Manifold limit for the training of shallow graph convolutional neural networks
Johanna Tengler, Christoph Brune, José A. Iglesias
TL;DR
This work addresses the problem of training shallow graph convolutional neural networks (GCNNs) on proximity graphs constructed from samples lying on an underlying smooth manifold. It recasts GCNN training in a continuum setting by representing parameters as measures and proving that regularized empirical risk minimizers Γ-converge to a continuum variational problem, with minimizers converging in the weak-* topology and neural responses converging uniformly on compact input sets. The approach leverages spectral definitions of graph convolutions, low-frequency graph-Laplacian spectra approximating the Laplace-Beltrami operator, and a carefully designed spectral cutoff $K(n)$ to ensure mesh and sample independence in the limit. The results formalize the consistency of training across graph resolutions, linking discrete training problems to a well-posed continuum limit and providing a rigorous foundation for transferability in geometric learning systems.
Abstract
We study the discrete-to-continuum consistency of the training of shallow graph convolutional neural networks (GCNNs) on proximity graphs of sampled point clouds under a manifold assumption. Graph convolution is defined spectrally via the graph Laplacian, whose low-frequency spectrum approximates that of the Laplace-Beltrami operator of the underlying smooth manifold, and shallow GCNNs of possibly infinite width are linear functionals on the space of measures on the parameter space.

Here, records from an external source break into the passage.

PR #153, opened 2023-10-18
Support KLib validation

fzhinkin:
Supported Klib ABI validation.

The validation is disabled by default and requires the following settings to be turned on:
```
apiValidation {
    klibValidationEnabled = true
}
```

KLib validation supports `ignoredPackages`, `ignoredClasses` and `nonPublicMarkers` options the same way classfiles validation does, but all `public*` options are unsupported and will be ignored.

As with the JVM API validation, ABI is dumped into a text file. There's a separate dump file for each native target, each located in a directory named after the target.
Here's an example of a file tree for kotlinx-io's core module:
```
kotlinx-io
    core
        api
            androidNativeArm32
                kotlinx-io-core.api
            androidNativeArm64
                kotlinx-io-core.api
...
            jvm
                kotlinx-io-core.api
...
            linuxArm64
                kotlinx-io-core.api
...
```

One of the disadvantages of such a scheme for storing dumps is that once something is changed in the common sourceset, api-files for all targets will reflect that change. It's an open question if some other scheme to represent the native ABI should be used.

### DIFF
--- a/src/functionalTest/resources/examples/gradle/configuration/ignoreSubclasses/ignore.gradle.kts
+++ b/src/functionalTest/resources/examples/gradle/configuration/ignoreSubclasses/ignore.gradle.kts
@@ -1,0 +1,9 @@
+/*
+ * Copyright 2016-2023 JetBrains s.r.o.
+ * Use of this source code is governed by the Apache 2.0 License that can be found in the LICENSE.txt file.
+ */
+
+configure<kotlinx.validation.ApiValidationExtension> {
+    ignoredClasses.add("subclasses.A.B")
+    //ignoredClasses.add("subclasses.A\$B")
+}
--- a/src/main/kotlin/BinaryCompatibilityValidatorPlugin.kt
+++ b/src/main/kotlin/BinaryCompatibilityValidatorPlugin.kt
@@ -78,9 +78,11 @@ class BinaryCompatibilityValidatorPlugin : Plugin<Project> {
             }
         }
 
+        // TODO: not sure how better handle it
         val dirConfig = jvmTargetCountProvider.map {
-            if (it == 1) DirConfig.COMMON else DirConfig.TARGET_DIR
+            /*if (it == 1) DirConfig.COMMON else */DirConfig.TARGET_DIR
         }
+        val nativeDirConfig = project.provider { DirConfig.NATIVE_TARGET_DIR }
 
         kotlin.targets.matching {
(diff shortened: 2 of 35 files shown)


src/functionalTest/resources/examples/gradle/configuration/ignoreSubclasses/ignore.gradle.kts
```diff
@@ -0,0 +1,9 @@
+/*
+ * Copyright 2016-2023 JetBrains s.r.o.
+ * Use of this source code is governed by the Apache 2.0 License that can be found in the LICENSE.txt file.
+ */
+
+configure<kotlinx.validation.ApiValidationExtension> {
+    ignoredClasses.add("subclasses.A.B")
+    //ignoredClasses.add("subclasses.A\$B")
```
fzhinkin, line 8: Subclass filtration is inconsistent between JVM API and Klib ABI dumps.
However, I believe that the problem should be addressed separately.

src/main/kotlin/BinaryCompatibilityValidatorPlugin.kt
```diff
@@ -169,6 +181,9 @@ private enum class DirConfig {
      * `/api/jvm/project.api` and `/api/android/project.api`
      */
     TARGET_DIR,
+    // TODO
+    // Currently, has the same meaning as TARGET_DIR
+    NATIVE_TARGET_DIR
```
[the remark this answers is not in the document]
fzhinkin: To tackle the "dozens of identical files" issue, we can:
- create dumps for source sets sharing code identical among multiple targets (i.e. if there's only a common source set in KMP project, then we don't need to store dumps for each individual target), but there are multiple problems with such an approach.
- store files with a dump and an index file mapping targets to dumps; if dumps are identical for all targets, then there'll be only a single dump file and an index file will refer to it for all targets, but it'll be hard to track what has actually changed.
- store deduplicated dump-files and use symlinks to refer them for individual targets (not sure how well symlinks are going to work on Windows, though); cons here are the same as above.

src/main/kotlin/BinaryCompatibilityValidatorPlugin.kt
```diff
@@ -103,6 +106,15 @@ class BinaryCompatibilityValidatorPlugin : Plugin<Project> {
                 }
             }
         }
+        kotlin.targets.matching { it.platformType == KotlinPlatformType.native }.all { target ->
```
fzhinkin, line 109: Wasm is missing here.

PR #154, opened 2023-10-23
Fix functional tests not utilizing the API_DIR const value

xtrm-en:
This PR just fixes the hardcoding of the `api` directory in the project's tests.


fzhinkin:
@xtrm-en thanks for the PR!

PR #162, opened 2023-12-15
Add all Companion class' annotations to corresponding Companion field.

### LINKED ISSUE #157: `FieldBinarySignature` which corresponds to `Companion` field should have companion annotations
In particular, a companion class, which is annotated with non-public marker, is excluded from the API, but the `Companion` field is still present.

Additionally, in IJ we analyze the presence of [`@ApiStatus.Experimental`](https://github.com/JetBrains/java-annotations/blob/b41de54f50e463211c71435c0fd86edeb9e3a152/common/src/main/java/org/jetbrains/annotations/ApiStatus.java#L54C25-L54C25), which is also absent from `FieldBinarySignature` of `Companion` field.

fzhinkin:
Fixes #157

### DIFF
--- a/src/main/kotlin/api/KotlinSignaturesLoading.kt
+++ b/src/main/kotlin/api/KotlinSignaturesLoading.kt
@@ -43,69 +43,25 @@ public fun Sequence<InputStream>.loadApiFromJvmClasses(visibilityFilter: (String
                 val supertypes = listOf(superName) - "java/lang/Object" + interfaces.sorted()
 
                 val fieldSignatures = fields
-                    .map {
-                        val annotationHolders =
-                            mVisibility?.members?.get(JvmFieldSignature(it.name, it.desc))?.propertyAnnotation
-                        val foundAnnotations = mutableListOf<AnnotationNode>()
-                        foundAnnotations.addAll(methods.annotationsFor(annotationHolders?.method))
-
-                        var companionClass: ClassNode? = null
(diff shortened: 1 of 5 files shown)


src/main/kotlin/api/KotlinSignaturesLoading.kt
```diff
@@ -46,23 +46,38 @@ public fun Sequence<InputStream>.loadApiFromJvmClasses(visibilityFilter: (String
                     .map {
                         val annotationHolders =
                             mVisibility?.members?.get(JvmFieldSignature(it.name, it.desc))?.propertyAnnotation
-                        val foundAnnotations = methods.annotationsFor(annotationHolders?.method)
-                        it.toFieldBinarySignature(foundAnnotations)
+                        val foundAnnotations = mutableListOf<AnnotationNode>()
```
qwwdfsad, line 49: `loadApiFromJvmClasses` method is kind of hard to follow with all the incremental additions.

If you don't mind, would be nice to start extracting parts of it into separate bodies (e.g. this `map` body) with meaningful names

qwwdfsad (approved):

src/main/kotlin/api/KotlinSignaturesLoading.kt
qwwdfsad: Also, it will allow using typealias with a meaningful name instead of a pair

qwwdfsad (approved):
Nice!

PR #167, opened 2024-01-12
Do not depend on sources and javadocs twice during the publication pr…

qwwdfsad:
…ocess

* 'java { withXJar }' already provides a dependency

Fixes 'Invalid publication 'maven': multiple artifacts with the identical extension and classifier ('jar', 'javadoc')' failure during publication process


fzhinkin (approved):
Thanks for addressing the issue!

PR #168, opened 2024-01-12
Enable strict explicit API mode

qwwdfsad:
Rationale:

We know have quite a lot of accidentally public entities while both promoting and using BCV as a standalone JAR dependency. Apart from that, we have quite an unfortunate package name 'api' that might imply all these methods are part of public API (when, in fact, it's all related to API validation).

It would be nice to explicitly confine our visibilities and be more deliberate about that

### DIFF
--- a/src/main/kotlin/KotlinApiCompareTask.kt
+++ b/src/main/kotlin/KotlinApiCompareTask.kt
@@ -15,7 +15,7 @@ import org.gradle.api.file.*
 import org.gradle.api.model.ObjectFactory
 import org.gradle.api.tasks.*
 
-open class KotlinApiCompareTask @Inject constructor(private val objects: ObjectFactory): DefaultTask() {
+public open class KotlinApiCompareTask @Inject constructor(private val objects: ObjectFactory): DefaultTask() {
 
     /*
      * Nullability and optionality is a workaround for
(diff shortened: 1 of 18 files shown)


src/main/kotlin/KotlinApiCompareTask.kt
```diff
@@ -26,14 +26,14 @@ open class KotlinApiCompareTask @Inject constructor(private val objects: ObjectF
...
     @InputDirectory
     @PathSensitive(PathSensitivity.RELATIVE)
-    var projectApiDir: File? = null
+    public var projectApiDir: File? = null
 
     // Used for diagnostic error message when projectApiDir doesn't exist
     @Input
     @Optional
-    var nonExistingProjectApiDir: String? = null
+    public var nonExistingProjectApiDir: String? = null
```
fzhinkin, line 34: Does anyone actually use it?

fzhinkin: In fact, I'm interested in how you decided which subset of gradle tasks' API should remain public.

qwwdfsad: I made everything I could `internal`/`private`. These pieces are required by Gradle machinery.

`@Input`-like things have to be public, it's checked by Gradle plugin validation (`:validatePlugin` that is run on each `check`)

fzhinkin (approved):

From this functional-analytic perspective, graph signals are seen as spatial discretizations of functions on the manifold, which leads to a natural notion of training data consistent across graph resolutions. To enable convergence results, the continuum parameter space is chosen as a weakly compact product of unit balls, with Sobolev regularity imposed on the output weight and bias, but not on the convolutional parameter. The corresponding discrete parameter spaces inherit the corresponding spectral decay, and are additionally restricted by a frequency cutoff adapted to the informative spectral window of the graph Laplacians. Under these assumptions, we prove $Γ$-convergence of regularized empirical risk minimization functionals and corresponding convergence of their global minimizers, in the sense of weak convergence of the parameter measures and uniform convergence of the functions over compact sets. This provides a formalization of mesh and sample independence for the training of such networks.